Ma quanti sono i conflitti tra produzioni industriali e ambiente ancora aperti nel nostro paese? Dalla Ferriera di Trieste (Lucchini), al termodistruttore Fenice (EDF, ex Fiat) di Melfi, dalle centrali termoelettriche a carbone liguri (Enel), ai cementifici di Monselice. Chi tiene il conto? Una volta la Cgil aveva una struttura Ambiente Lavoro, oggi, in periodi di recessione economica, la salute sembra essere diventata un lusso. Per fortuna c'è qualche (raro) magistrato. Ma anche qui non facciamoci illusioni: le strutture scientifiche di cui la magistratura si può avvalere sono sotto gli attacchi alla spesa pubblica. Il più rinomato centro sulle diossine INCA (un consorzio tra 19 università italiane e altre decine di unità di ricerca nel settore della chimica e delle tecnologie per l'ambiente) e che ha supportato anche l'inchiesta di Taranto, è in pericolo di chiusura. Del resto, solo per fare un esempio, ricordiamoci che con il ministro Mattioli le ricerche sugli effetti delle radiazioni generate dai campi elettromagnetici (telefonini, ripetitori, radar, ecc.) sono state «esternalizzate» a quella Fondazione Maugeri nota per gli scandali alla Regione Lombardia. Con il passaggio delle competenze ambientali alle Asl regionali le attività di prevenzione sono state di fatto azzerate, con esse i registi tumori e le indagini epidemiologiche necessarie a stabilire le correlazioni tra inquinamenti e malattie.

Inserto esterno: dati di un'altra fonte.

PR #491, opened 2017-02-28
Time bin

sameera2004:
Bin the time differences into all possible bins

### DIFF
--- a/skbeam/core/utils.py
+++ b/skbeam/core/utils.py
@@ -1271,3 +1271,35 @@ def bin_grid(image, r_array, pixel_sizes, statistic='mean', mask=None,
     bin_centers = bin_edges_to_centers(bin_edge)
 
     return bin_centers, int_stat
+
+
+def time_binning(time_diff):
+    """
+    Bin the time differences into all possible bins
+
+    Parameters
+    ----------
+    time_diff : list
+        time difference
+        ex: time difference from the previous image
+            for each image as a list
+
+    Returns
+    -------
+    time_bin : list
+        time bin for each delay time according to time bins
+    all_lags : array
+        all possible time lags from the time difference
+
+    """
+    time_bins = []
+    all_lags = []
+    for c, t in enumerate(time_diff):
+        time_b = []
+        stamp = 0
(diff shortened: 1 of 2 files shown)


skbeam/core/utils.py
```diff
@@ -1271,3 +1271,36 @@ def bin_grid(image, r_array, pixel_sizes, statistic='mean', mask=None,
...
+
+    """
+    time_bins = []
+    all_lags = []
+    ff_p = '.' + str(ff) + 'f'
+    for c, t in enumerate(time_diff):
+        stamp = 0
+        time_b = []
+        for item in (time_diff[:c+1][::-1]):
+            time_b.append(float(format(stamp, ff_p)))
```
danielballan: Nice docstrings! But can you explain why the floats need to be converted to strings?

danielballan: Oh, I see, you're using string conversion as a binning mechanism. There are standard ways to do this that are more performant and flexible than string conversion and truncation. See `numpy.digitize`.

sameera2004: @danielballan Thanks for the comments. I don't think `np.diigtize` will work here because I don't have a control of the input array to bin and the array of bins. Here I am converting result to string to get rid of floating point issues. This will be very helpful for one-time correlation functions with variable time stamps. Any better ways than this?

danielballan: In general, appending a numpy array to a Python list one and a time and converting floats to strings in order to perform a numerical operation is a red flag that there must be a better way. This will become very slow for long time series. There is, for example, `np.round` which would accomplish this in a vectorized way.

sameera2004: @danielballan yes sure I agree, np.round was my first choice. But it didn't work. So far this was the better way I found. np.round documentation also they are talking about this issue "floating point issues".  I will do more research. Thanks for the suggestions.

licode:
I just fixed some bugs in tests, which can now properly cover all the functions. Please rebase this PR and send it again. @sameera2004

ericdill:
@licode @sameera2004 -- What's the status on this one?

Ciò che colpisce delle numerose, candide interviste rilasciate dal ministro Corrado Clini (già medico del lavoro e da decenni direttore generale del Ministero per l'Ambiente) a sostegno, non già della applicazione delle leggi - come ci si aspetterebbe da un fedele servitore dello Stato - ma delle ragioni dell'impresa sotto accusa, sono le motivazioni. «Forse - ha dichiarato Clini a il manifesto del 27 luglio - dieci anni fa chiudere lo stabilimento aveva un senso, ma ora no». Giusto, ma lui, e tutto l'apparato di valutazione e controllo che uno stato civile dovrebbe mettere in campo a difesa della salute dei cittadini (compresa quella della sotto-specie, a diritti limitati, che sono gli operai), dov'erano, cosa facevano, nonostante fossero perfettamente a conoscenza della situazione?

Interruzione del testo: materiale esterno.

PR #494, opened 2017-03-16
New and improved Cross correlator

ordirules:
I met with Mark Sutton and we discussed the CrossCorrelator code. He had a lot of input and useful advice. He wrote some modifications that made the code 40% faster. I went through them and added some comments to help make them easier to understand for a future contrbutor.

*Changes*
    1. Used more efficient indexing tricks to index in images
    2. Removed the necessity of expanding the image (`fftconvol` does this for free), got rid of `_crop_from_mask`
    3. Removed the `wrap` parameter (since `fftconvol` expands the image to speed up computations,
        wrapping is not possible). This parameter was never used so it is simply ignored.
    4. Modified tests for 2D and 1D `CrossCorrelator`. New code results are identical to old,
        with the exception that new code more efficiently wraps the image.
    5. Removed the memory intensive allocation of arrays for the computations during
        the object initialization.
       Instead, the arrays are allocated and de-allocated per computation (per bin id).
       This is likely close in expense as zero-ing the array, which happened regardless.
    6. Removed `self.ids`. Not very useful.

*The testing*

I went through them and made sure they pass tests so I changed them. They didn't at first, but the reason is minor (basically, my old version's array was 1 or 2 pixels larger, because I was less efficient and including zero padded regions). I also made sure to plot the test results and compare the differences. Again they're minor. I also tested in my own code, and the (notebook example)[https://github.com/scikit-beam/scikit-beam-examples/blob/master/demos/spatial_correlation/Spatial_Correlations.ipynb].

*The future*

I plan on also adding a feature that allows one to force the output of the correlations to be regular. For example, right now 2D correlations return lists of 2D arrays. They're varying shapes, but normally all we're interested in is in a, say 20x20 subregion of the array. However, given the amount of code here, I figured I would stop here for this PR. If you think we should wait for this, I'm also fine.

Thanks for all the support!

### DIFF
--- a/skbeam/core/correlation.py
+++ b/skbeam/core/correlation.py
@@ -1101,13 +1101,11 @@ class CrossCorrelator:
             if 'regular' in normalization:
                 if self_correlation:
                     ccorr /= self.maskcorrs[i] * \
-                        np.average(tmpimg[ppiis,
-                        ppjjs])**2
+                        np.average(tmpimg[ppiis, ppjjs])**2
                 else:
-                    ccorr /= self.maskcorrs[i] * \
-                        np.average(tmpimg[ppiis,
-                        ppjjs])*np.average(tmpimg2[ppiis,
-                        ppjjs])
+                    ccorr /= self.maskcorrs[i] *\
+                             np.average(tmpimg[ppiis, ppjjs]) *\
+                             np.average(tmpimg2[ppiis, ppjjs])
             ccorrs.append(ccorr)
 
         if len(ccorrs) == 1:
--- a/skbeam/core/correlation.py
+++ b/skbeam/core/correlation.py
@@ -920,41 +920,59 @@ class CrossCorrelator:
         if mask is None:
             mask = np.ones(shape)
 
-        # pii, pjj : the list of xindex, yindex into original image
-        # pi, pj : the list of xindex, yindex into smaller image for FFT
+        # row_indices, col_indices : the list of xindex, yindex into original image
+        # row_subindices, col_subindices : the list of xindex, yindex into smaller image for FFT
         # initialize subregions information for the correlation
         # first find indices of subregions and sort them by subregion id
-        pii, pjj = np.where(mask != 0)
-        bind=mask[pii, pjj]
-        ord=np.argsort(bind)
-        bind=bind[ord];pii=pii[ord];pjj=pjj[ord] #sort them all
+        
+        row_indices, col_indices = np.where(mask != 0)
+        bind = mask[row_indices, col_indices]
+        order = np.argsort(bind)
+        bind = bind[order]
+        row_indices = row_indices[order]
+        col_indices = col_indices[order]  # sort them all
 
-        #make array of pointers into position arrays
+        # make array of pointers into position arrays
         # bind = [1,1,1,2,2,2,2,3,3,3...]
-        pos=np.append(0,1+np.where(np.not_equal(bind[1:], bind[:-1]))[0])
-        pos=np.append(pos,len(bind))
-        self.pos=pos
-        self.ids = bind[pos[:-1]]
-        self.nids = len(self.ids)
+        index_starts = 0
+        inds_tmp = 1 + np.where(np.not_equal(bind[1:], bind[:-1]))[0]
+        index_starts = np.append(index_starts, inds_tmp)
+        index_starts = np.append(index_starts, len(bind))
+        self.index_starts = index_starts
+        # not necessary, but keep maybe for futur debugging
+        # self.ids = bind[index_starts[:-1]]
+        self.nids = len(index_starts[:-1])
         # finds the shape of the subregions
-        sizes=np.array([[pii[pos[i]:pos[i+1]].min(),pii[pos[i]:pos[i+1]].max(), \
-             pjj[pos[i]:pos[i+1]].min(),pjj[pos[i]:pos[i+1]].max()] \
-                 for i in range(self.nids)])
-        #make indices for subregions arrays and their sizes
-        pi=pii.copy()
-        pj=pjj.copy()
+        shapes = list()
+        for i in range(self.nids):
+            index_start, index_end = index_starts[i], index_starts[i+1]
+            row_min = row_indices[index_start:index_end].min()
+            row_max = row_indices[index_start:index_end].max()
+            col_min = col_indices[index_start:index_end].min()
+            col_max = col_indices[index_start:index_end].max()
+            shapes.append([row_min, row_max, col_min, col_max])
+        shapes = np.array(shapes)
+
+        #make indices for subregions arrays and their shapes
+        row_subindices = row_indices.copy()
+        col_subindices = col_indices.copy()
         # subtract the minimum index, this trick 
         # will then index into some other array properly
         for i in range(self.nids):
-            pi[pos[i]:pos[i+1]] -= sizes[i,0]
-            pj[pos[i]:pos[i+1]] -= sizes[i,2]
+            index_start, index_stop = index_starts[i], index_starts[i+1]
+            row_subindices[index_start:index_stop] -= shapes[i,0]
+            col_subindices[index_start:index_stop] -= shapes[i,2]
         # now save to object
-        self.pi=pi; self.pj=pj; self.pii=pii; self.pjj=pjj
+        self.row_subindices = row_subindices
+        self.col_subindices = col_subindices
+        self.row_indices = row_indices
+        self.col_indices = col_indices
 
-        # redefine sizes to be the shapes of the subregions
-        sizes = 1+(np.diff(sizes, axis=-1)[:,[0,2]])  #make sizes be for regions
-        self.sizes=sizes.copy() # the shapes of each correlation
-        #WE now have two sets of positions of the subregions (pi,pj) in subregion
+        # redefine shapes to be the shapes of the subregions
+        # make shapes be for regions
+        shapes = np.array(1 + (np.diff(shapes, axis=-1)[:,[0,2]]))
+        self.shapes = shapes
+        # We now have two sets of positions of the subregions (pi,pj) in subregion
         # and (pii,pjj) in images. pos is a pointer such that (pos[i]:pos[i+1])
         # is the indices in the position arrays of subregion i.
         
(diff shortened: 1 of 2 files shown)


skbeam/core/correlation.py
```diff
@@ -1027,55 +1062,74 @@ def __call__(self, img1, img2=None, normalization=None):
...
             if self_correlation:
-                ccorr = _cross_corr(self.tmpimgs[i])*(self.maskcorrs[i] > 0)
+                ccorr = _cross_corr(tmpimg)
             else:
-                ccorr = _cross_corr(self.tmpimgs[i], self.tmpimgs2[i]) * \
-                        (self.maskcorrs[i] > 0)
+                ccorr = _cross_corr(tmpimg, tmpimg2)
 
-            # now handle the normalizations
+            # Note, in this code, non-overlapping regions will now get np.nan
```
ordirules: Note : I made a mistake here, non-overlapping regions will get `np.inf` not `np.nan`. Need to think about this later, just leaving a quick note. (Suggestions welcome)

licode:
Thanks for all the explanation. I will start reviewing this very soon.

licode:
Any paper or reference from Mark on how to make cross correlation faster? Or this is purely code optimization? Just want to get some big picture first before diving into it.

licode:
Another question related to forward analysis. Once you get this correlation curve, do you need to run statistical test, like to test stationary or not? Or mainly use physics function to fit?

ordirules:
@licode there is no paper. The speedup is mainly from some better indexing (explained in line 930). Also, there is less memory usage in that large arrays are not allocated in the initialization (rather arrays are allocated, and de-allocated on the fly).

The use case for these correlation curves is just to measure some shift.
It is similar to this:
http://scikit-image.org/docs/dev/auto_examples/transform/plot_register_translation.html#sphx-glr-auto-examples-transform-plot-register-translation-py

except, we want to see the cross-correlation, and we want it to handle large numbers of bins.

On top of that, I just noticed the linked paper on that page:
https://www.osapublishing.org/ol/abstract.cfm?uri=ol-33-2-156

They introduce three algorithms here. I don't have time now but I may take a look as well.
We could potentially also test these in the future. However, we've used this current version and have obtained some nice results. Writing up a paper that obtained some physically meaningful results to submit hopefully soon...

So I would say, this code is meant to speed up original code, and in the future, I'll review that paper linked as well, see how it performs.

licode:
I am quite familiar with that paper. I used that code from skimage for image registration. We can talk more on that later.

danielballan:
Just chiming in to say this is exciting!

skbeam/core/correlation.py
```diff
@@ -911,93 +909,130 @@ def __init__(self, shape, mask=None, normalization=None,
...
+
+        # initialize subregions information for the correlation
+        # first find indices of subregions and sort them by subregion id
+        pi, pj = np.where(mask != 0)
+        # typing not necessary, but it may be better to be explicit
+        # (especially if we cythonize in the future)
+        bind = mask[pi, pj].astype(np.uint32)
+
+        # sort them so that we can easily index into subregions with one number
+        order = np.argsort(bind)
```
licode: any reason to order the data here?

ordirules: yes, it's actual the most important step to allow quicker indexing.
When the data is ordered, you can make lots of assumptions, for example, the nonzero points of
`np.diff(bind[order])` are basically where the identifier changes. note `np.diff(bind)` (without ordering) doesn't give any information.

licode: got it, smart idea.

ordirules: you can credit Mark Sutton for that (he doesn't have a github). that's the integral piece he's basically added here, yeah pretty clever :-)

skbeam/core/correlation.py
```diff
@@ -911,93 +909,130 @@ def __init__(self, shape, mask=None, normalization=None,
...
             self.submasks.append(submask)
-            self.subpxlsts.append(np.where(submask.ravel() == 1)[0])
-            self.tmpimgs.append(tmpimg)
-            # make sure it's a copy and not a ref
-            self.tmpimgs2.append(tmpimg.copy())
+
             maskcorr = _cross_corr(submask)
-            # quick fix for finite numbers should be integer so
             # choose some small value to threshold
             maskcorr *= maskcorr > .5
```
licode: Does this threshold need to be changed? or set as fixed.

ordirules: I would leave it. The FFT introduces finite numbers even at zero values (as opposed to brute force convolution). But they're very small. Since we know results should be at least 1 or greater (since the submask is essentially 1's and 0's).

However, perhaps a better way to do this to round to the nearest integer. You can't just typecast to int though, I think. Reason is beacuse `maskcorr.astype(int)` for values like 2.99999 would become 2 when they should be 3 etc.)
Maybe it's something to try for a later pull request?

skbeam/core/correlation.py
```diff
@@ -1027,55 +1062,74 @@ def __call__(self, img1, img2=None, normalization=None):
...
+            # np.nan
             if 'symavg' in normalization:
                 # do symmetric averaging
-                Icorr = _cross_corr(self.tmpimgs[i] *
-                                    self.submasks[i], self.submasks[i])
+                Icorr = _cross_corr(tmpimg * self.submasks[i],
+                                    self.submasks[i])
                 if self_correlation:
-                    Icorr2 = _cross_corr(self.submasks[i], self.tmpimgs[i] *
+                    Icorr2 = _cross_corr(self.submasks[i], tmpimg *
```
licode: It looks to me Icorr and Icorr2 are the same? when you do cross correlation between A and B, it doesn't matter which one goes first?

skbeam/core/correlation.py
```diff
@@ -1113,77 +1167,6 @@ def _cross_corr(img1, img2=None):
     # fftconvolve(A,B) = FFT^(-1)(FFT(A)*FFT(B))
     # but need FFT^(-1)(FFT(A(x))*conj(FFT(B(x)))) = FFT^(-1)(A(x)*B(-x))
     reverse_index = [slice(None, None, -1) for i in range(ndim)]
-    imgc = fftconvolve(img1, img2[reverse_index], mode='same')
+    imgc = fftconvolve(img1, img2[reverse_index], mode='full')
```
licode: the size will not be the same if using full.

skbeam/core/correlation.py
ordirules: not exactly the same; One is reverse of the other, this is very important for symmetric averaging.
However, instead of running convolution again, we could do:
```python
Icorr2 = np.copy(Icorr[::-1, ::-1])
```
(I'm not sure if copy is necessary, I'll have to check)
I have to think about it to be certain and test just in case... (But I'm sure this is equivalent)
maybea cleaner? thanks ill check later :)

skbeam/core/correlation.py
licode: I see. I thought the convolution results might be complicated, but actually either 0, or larger than 1. Then 0.5 fits ok.

skbeam/core/correlation.py
licode: right, forgot the inverse relation. I think no need to do copy here.

skbeam/core/correlation.py
ordirules: It's true, but it works out here. I should explain this. So previously, the way I ran the computation using (`ifft(fft(a)*conj(fft(b)) )`), I had to double the image size, then run the convolution mentioned. The reason for doubling is to ensure that boundary points are not correlated together. 

When I switched to `fftconvol` as you suggested previously, I expanded the image and used `mode='same'` to ensure the output was same size as this doubled array.

However, what i did not appreciate (which Mark Sutton pointed out) is that `fftconvol` does this magic for you. It doubles your image (plus a few extra pixels to make it a magic number) to prevent this wraparound. Thus, expanding the image and using `method='same'` was more or less doing the same thing twice. All is needed to do is not expand the image, let fftconvol do it for you and set `method='full'`.

So in light of that, after dropping image doubling, I had to select `method=full` to ensure the image is roughly the same size. However, in this case, `fftconvol` is smarter than me and the array is actually consistently slightly smaller (i.e. it wraps the boundaries as tight as possible).

I had done testing and saw the array sizes were off by one or two pixels (but never more). I plotted both the 1D and 2D cases and compared to previous data and they're almost the same.

I hope I explained correctly? It is easier to explain in person.

skbeam/core/correlation.py
ordirules: thanks for the feedback, I'll change it to a reverse index a little later\
(need to be careful with 1D and 2D case)

licode: I vote let's leave it as it is for now. We may need to deal it differently in 1d and 2d.

skbeam/core/correlation.py
licode: good to know. thanks for the explanation.

skbeam/core/correlation.py
```diff
@@ -1027,55 +1062,74 @@ def __call__(self, img1, img2=None, normalization=None):
...
 
             if 'regular' in normalization:
-                # only run on overlapping regions for correlation
-                w = self.pxlst_maskcorrs[i]
-                ccorr[w] /= self.maskcorrs[i][w] * \
-                    np.average(self.tmpimgs[i].
-                               ravel()[self.subpxlsts[i]])**2
-
+                if self_correlation:
+                    ccorr /= self.maskcorrs[i] * \
```
ordirules: non-overlapping regions will be `np.inf` instead of `0` now. Maybe we should change this?

skbeam/core/correlation.py
```diff
@@ -911,93 +909,131 @@ def __init__(self, shape, mask=None, normalization=None,
...
-            self.subpxlsts.append(np.where(submask.ravel() == 1)[0])
-            self.tmpimgs.append(tmpimg)
-            # make sure it's a copy and not a ref
-            self.tmpimgs2.append(tmpimg.copy())
+
             maskcorr = _cross_corr(submask)
-            # quick fix for finite numbers should be integer so
             # choose some small value to threshold
             maskcorr *= maskcorr > .5
+            maskcorr[np.where(maskcorr == 0)] = np.nan
```
ordirules: I added this line so that 0 regions (basically where there is no correlation information) lead to `np.nan`. Previous convention was setting them to zero. But I think `np.nan` makes more sense.
This is a slight convention change but I don't think many have used it yet. I could revert to zero if better.

ordirules:
great thanks! :-)

skbeam/core/correlation.py
ordirules: the code has been changed to that non-overlapping regions are `np.nan`, for the record

licode:
sure. good work!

Non so se l'inchiesta della Procura della Repubblica abbia un'appendice nei confronti delle strutture pubbliche locali, regionali (Asl) e nazionali (ministeri vari). Ma è questa la parte che darebbe più soddisfazione alle centinaia di vittime (386 decessi negli ultimi 13 anni) e alle migliaia di malati di Taranto, dentro e fuori la fabbrica. Scoprire che i padroni fanno i loro interessi sulla pelle dei dipendenti non è poi una grande novità. Più interessante sarebbe vedere in faccia chi e sapere per quali ragioni ha omesso i controlli, ha rilasciato autorizzazioni, concesso finanziamenti a imprese palesemente fuorilegge.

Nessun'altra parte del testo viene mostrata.